Deputy Prime Minister and Treasurer

3 December 2007 - 27 June 2013

4 March 2008

Interview with Karl Stefanovic

Today Show

Tuesday, 4 March 2008

SUBJECTS: Interest Rates; Housing Affordability

STEFANOVIC:

Treasurer, good morning to you. It's not good, is it?

TREASURER:

Well, the Reserve Bank is independent, Karl, and they will announce their decision this afternoon. But certainly Australian families that have had something like seven interest rate rises over the last three years, are under tremendous financial pressure, and that's why the Government has said from day one that we will work day and night to tackle this inflation legacy.

STEFANOVIC:

Would you advise people, though I know you don't have direct impact on what the Reserve Bank does, but would you advise people to reel it in and prepare for a number of more interest rates this year?

TREASURER:

Karl, the most important that thing we have to do at the national level from the point of view of the Rudd Government is tackle this inflation challenge that we've got out there, and that's why we put forward a five-point plan way back in January.

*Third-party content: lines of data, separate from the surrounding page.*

PR #1188, opened 2025-08-28
feat(record): add metric to record bundle size in bytes

0xfourzerofour:
## Proposed Changes

  - add histogram metric to view the distribution of tx sizes sent to the nodes/sequencers.
 
 Does not look like alloy provides a built in tx::size interface so I create a pretty simple calculation function to optimistically calculate the size.

### DIFF
--- a/crates/utils/src/eth.rs
+++ b/crates/utils/src/eth.rs
@@ -50,3 +50,146 @@ pub fn calculate_transaction_size(bundle_data_size: usize, auth_list_count: usiz
 
     size
 }
+
+#[cfg(test)]
+mod tests {
+    use alloy_consensus::{Signed, TxEip7702, TxLegacy};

I can't speculate on the future course of interest rates. That's entirely a matter for the Reserve Bank. But what the Government can do is try to take the weight off the Reserve Bank, take the weight off monetary policy, by reining in fiscal policy by cutting reckless spending at the federal level and we've made a very substantial commitment there, and also to addressing all the capacity constraints in the economy that have also been putting upward pressure on inflation, such as the skills crisis and all of those infrastructure bottlenecks out there. That's what we can do. What we've got to do is put maximum pressure on that inflation rate. That's the cause of the problem.

STEFANOVIC:

Okay, bearing in mind everything that you have done and more for looking to the future and looking at your five-point plan for the future, will that definitively put a lid on inflation?

TREASURER:

Certainly inflation has taken a long time to develop. It hit a 16-year high in the months of October, November and December, so it's going to take some time to time to tackle it, but we're determined to do that in the short-term, the medium term and the long-term.

STEFANOVIC:

Will that put a lid on inflation, your plan for the future?

TREASURER:

I think it's imperative for this country that everyone in the community shows some restraint, that we all work hard out there to ensure that we can dampen inflation and dampen inflationary expectations and that applies to everybody in the community.

STEFANOVIC:

I will just ask one more time. Will your plan put a lid on inflation?

TREASURER:

Well, our aim is to tackle the inflation problem, to put maximum downward pressure on inflation. That's absolutely our aim. We have to do that for all those hard-pressed families out there that have been hit with seven interest rate rises in the last three years. That is our number one objective.

STEFANOVIC:

Okay. Moving on, just in terms of the economic path of the country, when will you assume full responsibility for the economy?

TREASURER:

Well, we accepted full responsibility on day one when the Prime Minister and I met with the Treasury and the Department of Prime Minister and Cabinet in Brisbane on 25 November. We have assumed full responsibility for the economy. We have to clean up some of the mess that was left behind by the previous government. But we are determined to tackle all of those challenges that are in front of us, to modernise the economy to make sure we have an outlook where inflation is lower and growth is sustainable.

STEFANOVIC:

What I'm saying is when will you stop blaming the previous government and move on, move forward and accept responsibility, from what point?

TREASURER:

We have accepted responsibility. The facts I'm talking about, about inflation being at a 16-year high, are not facts from the government, they're from the Bureau of Statistics. That's the legacy we've been left. We said on day one we'd deal with the inflation challenge. We put out our five-point plan out there to deal with that challenge and that's what we're doing, that's what we're focusing on. We're not worried about the previous government. We're worried about the Australian people and what we must do to put downward pressure on inflation and interest downward pressure on interest rates, Karl.

STEFANOVIC:

So, there'll be no more blaming the previous government if, for example, interest rates go up even higher during the next six months?

TREASURER:

Well, Karl, we've accepted responsibility from day one. I just wish the now Opposition would accept some responsibility for creating the 16-year high in inflation. But our task is not to focus on the Opposition. We've got a plan for the future, they haven't. We're determined to implement that. And that's what we're doing, working day and night.

STEFANOVIC:

Housing affordability is obviously a big issue in this country at the moment. We see on the front pages of the paper in Victoria today that there is going to be a great deal of land released by the State Government. That is a move in the right direction. But as a long-term solution, and there are subsequent problems because of that in terms of trying to find people to buy those houses in areas where the price of the property is diminishing at the moment, they're looking at possible losses in the future as well, so it is a tricky game, is it not?

TREASURER:

It certainly is. We do have some very big housing affordability problems out there, very hard for people looking to buy their first home, struggling to actually meet the Australian dream of home ownership. That's why we put forward our First Home Saver Account some months ago. But also on the supply side, land release is important.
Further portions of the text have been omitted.